EXERCISE INSTRUCTIONS: Please copy every line of the data in which the string "feel" appears.

Saved data entries
========
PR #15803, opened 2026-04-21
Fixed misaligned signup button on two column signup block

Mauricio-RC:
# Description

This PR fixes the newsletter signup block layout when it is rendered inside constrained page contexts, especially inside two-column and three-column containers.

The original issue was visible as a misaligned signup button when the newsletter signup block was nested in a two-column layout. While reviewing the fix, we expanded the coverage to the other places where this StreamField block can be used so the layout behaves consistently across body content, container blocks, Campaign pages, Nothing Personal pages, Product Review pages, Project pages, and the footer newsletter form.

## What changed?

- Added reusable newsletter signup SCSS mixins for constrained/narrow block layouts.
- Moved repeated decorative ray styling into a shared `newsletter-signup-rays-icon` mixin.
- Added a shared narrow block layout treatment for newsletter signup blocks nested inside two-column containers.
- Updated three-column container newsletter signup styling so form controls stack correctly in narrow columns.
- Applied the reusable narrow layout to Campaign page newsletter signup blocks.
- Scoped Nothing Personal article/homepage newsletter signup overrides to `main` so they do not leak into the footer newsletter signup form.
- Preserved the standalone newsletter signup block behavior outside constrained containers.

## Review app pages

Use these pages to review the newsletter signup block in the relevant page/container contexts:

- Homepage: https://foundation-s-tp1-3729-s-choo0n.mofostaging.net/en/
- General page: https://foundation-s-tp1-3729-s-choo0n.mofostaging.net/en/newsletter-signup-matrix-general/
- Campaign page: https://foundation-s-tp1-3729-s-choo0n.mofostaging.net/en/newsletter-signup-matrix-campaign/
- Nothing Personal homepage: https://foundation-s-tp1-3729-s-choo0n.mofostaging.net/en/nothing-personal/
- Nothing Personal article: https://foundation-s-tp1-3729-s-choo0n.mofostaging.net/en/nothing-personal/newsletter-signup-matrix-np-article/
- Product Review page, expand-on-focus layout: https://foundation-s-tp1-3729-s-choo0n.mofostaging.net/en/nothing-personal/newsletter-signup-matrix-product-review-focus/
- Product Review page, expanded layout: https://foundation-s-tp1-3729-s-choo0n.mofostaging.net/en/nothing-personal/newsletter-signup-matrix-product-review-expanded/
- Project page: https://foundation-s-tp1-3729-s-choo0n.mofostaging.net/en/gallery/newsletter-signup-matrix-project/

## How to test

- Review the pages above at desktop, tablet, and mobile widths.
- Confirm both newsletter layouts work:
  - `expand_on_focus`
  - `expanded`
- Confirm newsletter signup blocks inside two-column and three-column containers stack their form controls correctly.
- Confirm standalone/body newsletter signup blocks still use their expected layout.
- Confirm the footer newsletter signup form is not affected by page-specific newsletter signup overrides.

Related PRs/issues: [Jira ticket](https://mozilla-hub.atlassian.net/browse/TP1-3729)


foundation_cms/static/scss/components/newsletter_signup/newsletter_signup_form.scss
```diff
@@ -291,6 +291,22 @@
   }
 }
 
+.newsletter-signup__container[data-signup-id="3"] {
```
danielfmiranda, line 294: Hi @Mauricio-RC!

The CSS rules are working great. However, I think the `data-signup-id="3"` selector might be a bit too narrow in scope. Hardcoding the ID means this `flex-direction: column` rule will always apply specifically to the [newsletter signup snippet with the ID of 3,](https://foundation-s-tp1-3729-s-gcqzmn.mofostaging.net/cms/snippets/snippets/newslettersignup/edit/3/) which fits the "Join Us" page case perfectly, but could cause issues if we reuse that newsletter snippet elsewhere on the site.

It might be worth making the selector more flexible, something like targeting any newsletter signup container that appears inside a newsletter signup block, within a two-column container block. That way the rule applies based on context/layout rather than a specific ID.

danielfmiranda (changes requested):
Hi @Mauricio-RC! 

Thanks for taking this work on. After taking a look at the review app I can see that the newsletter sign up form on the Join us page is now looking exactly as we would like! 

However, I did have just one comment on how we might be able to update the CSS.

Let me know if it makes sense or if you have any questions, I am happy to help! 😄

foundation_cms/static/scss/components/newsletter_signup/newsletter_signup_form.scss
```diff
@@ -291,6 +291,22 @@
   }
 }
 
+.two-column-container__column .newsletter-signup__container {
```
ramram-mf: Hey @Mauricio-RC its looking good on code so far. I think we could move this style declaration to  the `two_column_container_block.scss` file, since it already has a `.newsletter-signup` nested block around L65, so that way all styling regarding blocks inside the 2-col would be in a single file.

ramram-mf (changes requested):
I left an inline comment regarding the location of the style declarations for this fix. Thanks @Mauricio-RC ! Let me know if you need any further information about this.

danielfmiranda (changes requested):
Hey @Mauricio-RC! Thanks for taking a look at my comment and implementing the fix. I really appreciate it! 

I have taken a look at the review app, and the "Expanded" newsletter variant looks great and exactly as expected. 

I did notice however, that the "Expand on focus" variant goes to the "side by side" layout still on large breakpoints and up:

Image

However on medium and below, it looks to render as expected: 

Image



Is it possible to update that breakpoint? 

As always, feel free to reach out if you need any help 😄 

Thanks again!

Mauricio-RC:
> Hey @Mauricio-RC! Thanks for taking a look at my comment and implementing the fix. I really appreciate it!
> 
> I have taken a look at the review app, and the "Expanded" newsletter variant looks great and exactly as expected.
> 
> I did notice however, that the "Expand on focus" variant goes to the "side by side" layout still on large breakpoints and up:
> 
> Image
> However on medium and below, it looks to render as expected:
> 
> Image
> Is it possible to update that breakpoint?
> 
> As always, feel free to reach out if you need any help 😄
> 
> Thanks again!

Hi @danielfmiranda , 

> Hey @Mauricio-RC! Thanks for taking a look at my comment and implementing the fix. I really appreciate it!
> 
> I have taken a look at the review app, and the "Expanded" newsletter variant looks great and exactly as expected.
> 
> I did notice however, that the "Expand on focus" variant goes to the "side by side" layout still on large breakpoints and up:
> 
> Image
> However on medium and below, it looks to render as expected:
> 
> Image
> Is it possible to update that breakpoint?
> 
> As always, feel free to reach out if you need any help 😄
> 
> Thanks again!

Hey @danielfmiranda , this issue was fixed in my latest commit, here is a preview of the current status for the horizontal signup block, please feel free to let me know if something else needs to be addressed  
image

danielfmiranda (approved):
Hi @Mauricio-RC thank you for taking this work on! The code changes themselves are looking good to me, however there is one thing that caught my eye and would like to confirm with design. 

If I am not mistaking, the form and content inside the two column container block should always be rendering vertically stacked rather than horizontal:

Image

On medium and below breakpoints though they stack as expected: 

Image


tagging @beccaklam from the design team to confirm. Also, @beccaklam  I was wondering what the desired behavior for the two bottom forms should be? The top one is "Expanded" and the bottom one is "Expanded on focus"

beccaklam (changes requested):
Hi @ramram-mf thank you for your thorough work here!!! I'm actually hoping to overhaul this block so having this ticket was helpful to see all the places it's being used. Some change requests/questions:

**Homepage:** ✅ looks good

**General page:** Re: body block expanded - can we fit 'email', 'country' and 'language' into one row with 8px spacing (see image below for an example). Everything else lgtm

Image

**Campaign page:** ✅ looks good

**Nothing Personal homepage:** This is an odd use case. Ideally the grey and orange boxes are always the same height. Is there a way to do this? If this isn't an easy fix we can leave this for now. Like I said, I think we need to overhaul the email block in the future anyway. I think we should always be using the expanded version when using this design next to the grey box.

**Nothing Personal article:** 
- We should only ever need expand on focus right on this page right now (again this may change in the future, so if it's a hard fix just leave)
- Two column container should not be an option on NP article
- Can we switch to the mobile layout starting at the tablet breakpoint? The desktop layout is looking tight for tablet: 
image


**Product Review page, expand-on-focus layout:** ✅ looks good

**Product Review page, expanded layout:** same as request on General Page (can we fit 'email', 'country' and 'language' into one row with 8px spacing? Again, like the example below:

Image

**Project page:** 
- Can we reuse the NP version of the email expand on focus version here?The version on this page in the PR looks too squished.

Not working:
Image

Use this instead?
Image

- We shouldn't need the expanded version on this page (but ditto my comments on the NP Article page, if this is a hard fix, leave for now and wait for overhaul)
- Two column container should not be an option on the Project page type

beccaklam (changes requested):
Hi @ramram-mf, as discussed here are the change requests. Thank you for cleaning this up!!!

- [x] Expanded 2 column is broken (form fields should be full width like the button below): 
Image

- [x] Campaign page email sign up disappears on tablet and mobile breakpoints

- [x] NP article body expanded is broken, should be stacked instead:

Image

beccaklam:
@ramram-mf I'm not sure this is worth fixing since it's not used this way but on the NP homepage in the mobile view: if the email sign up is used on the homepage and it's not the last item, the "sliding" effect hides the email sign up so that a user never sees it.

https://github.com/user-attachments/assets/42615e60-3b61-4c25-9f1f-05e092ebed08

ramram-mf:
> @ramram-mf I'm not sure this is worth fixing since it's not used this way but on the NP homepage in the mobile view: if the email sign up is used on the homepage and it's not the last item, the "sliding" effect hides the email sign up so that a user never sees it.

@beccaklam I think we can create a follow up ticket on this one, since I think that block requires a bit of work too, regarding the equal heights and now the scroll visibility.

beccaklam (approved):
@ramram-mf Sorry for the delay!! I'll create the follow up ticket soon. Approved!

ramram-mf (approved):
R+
========
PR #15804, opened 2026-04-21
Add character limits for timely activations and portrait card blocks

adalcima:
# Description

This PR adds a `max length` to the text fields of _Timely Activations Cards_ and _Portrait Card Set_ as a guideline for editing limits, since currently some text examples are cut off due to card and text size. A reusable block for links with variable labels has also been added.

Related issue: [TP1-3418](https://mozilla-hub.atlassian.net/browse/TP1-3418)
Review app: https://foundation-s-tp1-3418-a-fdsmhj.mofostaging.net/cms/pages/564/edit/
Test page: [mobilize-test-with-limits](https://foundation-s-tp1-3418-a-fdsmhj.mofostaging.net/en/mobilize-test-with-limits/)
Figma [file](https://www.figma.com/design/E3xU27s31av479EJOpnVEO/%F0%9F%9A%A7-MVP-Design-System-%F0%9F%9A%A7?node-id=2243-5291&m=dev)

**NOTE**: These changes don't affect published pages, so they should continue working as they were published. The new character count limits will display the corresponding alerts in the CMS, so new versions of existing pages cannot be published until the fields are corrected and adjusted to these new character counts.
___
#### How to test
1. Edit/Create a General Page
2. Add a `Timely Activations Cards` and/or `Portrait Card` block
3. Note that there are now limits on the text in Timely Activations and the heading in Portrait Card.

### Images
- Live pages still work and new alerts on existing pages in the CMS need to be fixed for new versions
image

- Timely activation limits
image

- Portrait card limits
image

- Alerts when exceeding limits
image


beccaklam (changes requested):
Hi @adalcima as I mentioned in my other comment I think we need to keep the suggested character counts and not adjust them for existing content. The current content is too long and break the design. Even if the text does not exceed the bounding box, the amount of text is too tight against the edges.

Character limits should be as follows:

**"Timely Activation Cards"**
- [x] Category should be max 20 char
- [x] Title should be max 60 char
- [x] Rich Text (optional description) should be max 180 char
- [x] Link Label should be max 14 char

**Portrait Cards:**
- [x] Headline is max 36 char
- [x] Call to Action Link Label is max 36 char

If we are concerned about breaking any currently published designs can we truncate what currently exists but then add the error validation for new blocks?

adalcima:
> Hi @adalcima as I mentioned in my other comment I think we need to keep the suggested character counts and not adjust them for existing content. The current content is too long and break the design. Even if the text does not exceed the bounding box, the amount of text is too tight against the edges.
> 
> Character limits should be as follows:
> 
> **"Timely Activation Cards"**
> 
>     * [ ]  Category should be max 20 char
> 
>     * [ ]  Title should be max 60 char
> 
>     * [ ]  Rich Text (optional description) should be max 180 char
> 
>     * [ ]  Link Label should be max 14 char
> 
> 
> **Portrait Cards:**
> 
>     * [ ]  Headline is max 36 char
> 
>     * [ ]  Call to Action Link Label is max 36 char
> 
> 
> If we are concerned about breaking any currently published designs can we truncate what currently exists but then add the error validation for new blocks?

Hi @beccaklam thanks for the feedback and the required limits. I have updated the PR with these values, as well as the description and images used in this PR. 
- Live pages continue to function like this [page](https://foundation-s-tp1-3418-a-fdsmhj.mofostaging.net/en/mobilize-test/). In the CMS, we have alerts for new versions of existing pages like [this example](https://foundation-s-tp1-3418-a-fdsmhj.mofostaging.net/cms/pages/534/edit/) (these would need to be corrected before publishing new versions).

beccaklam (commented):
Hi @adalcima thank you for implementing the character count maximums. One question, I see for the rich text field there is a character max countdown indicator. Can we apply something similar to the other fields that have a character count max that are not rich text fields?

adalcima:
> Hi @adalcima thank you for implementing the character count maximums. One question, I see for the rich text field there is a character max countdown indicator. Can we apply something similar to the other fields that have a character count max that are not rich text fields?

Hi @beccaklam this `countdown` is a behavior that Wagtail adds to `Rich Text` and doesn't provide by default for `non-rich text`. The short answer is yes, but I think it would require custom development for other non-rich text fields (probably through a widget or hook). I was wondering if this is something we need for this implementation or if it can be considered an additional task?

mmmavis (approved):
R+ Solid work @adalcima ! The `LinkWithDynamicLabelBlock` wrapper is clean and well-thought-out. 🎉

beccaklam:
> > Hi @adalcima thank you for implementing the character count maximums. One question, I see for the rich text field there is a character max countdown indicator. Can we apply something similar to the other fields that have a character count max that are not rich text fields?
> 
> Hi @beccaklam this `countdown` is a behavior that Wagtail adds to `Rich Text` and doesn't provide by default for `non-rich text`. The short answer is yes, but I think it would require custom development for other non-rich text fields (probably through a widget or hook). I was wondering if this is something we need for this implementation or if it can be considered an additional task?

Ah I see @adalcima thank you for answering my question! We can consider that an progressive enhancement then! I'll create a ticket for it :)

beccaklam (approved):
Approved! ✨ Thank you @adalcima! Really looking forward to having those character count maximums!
========
RESULT:
As always, feel free to reach out if you need any help 😄 
> As always, feel free to reach out if you need any help 😄
> As always, feel free to reach out if you need any help 😄
Hey @danielfmiranda , this issue was fixed in my latest commit, here is a preview of the current status for the horizontal signup block, please feel free to let me know if something else needs to be addressed  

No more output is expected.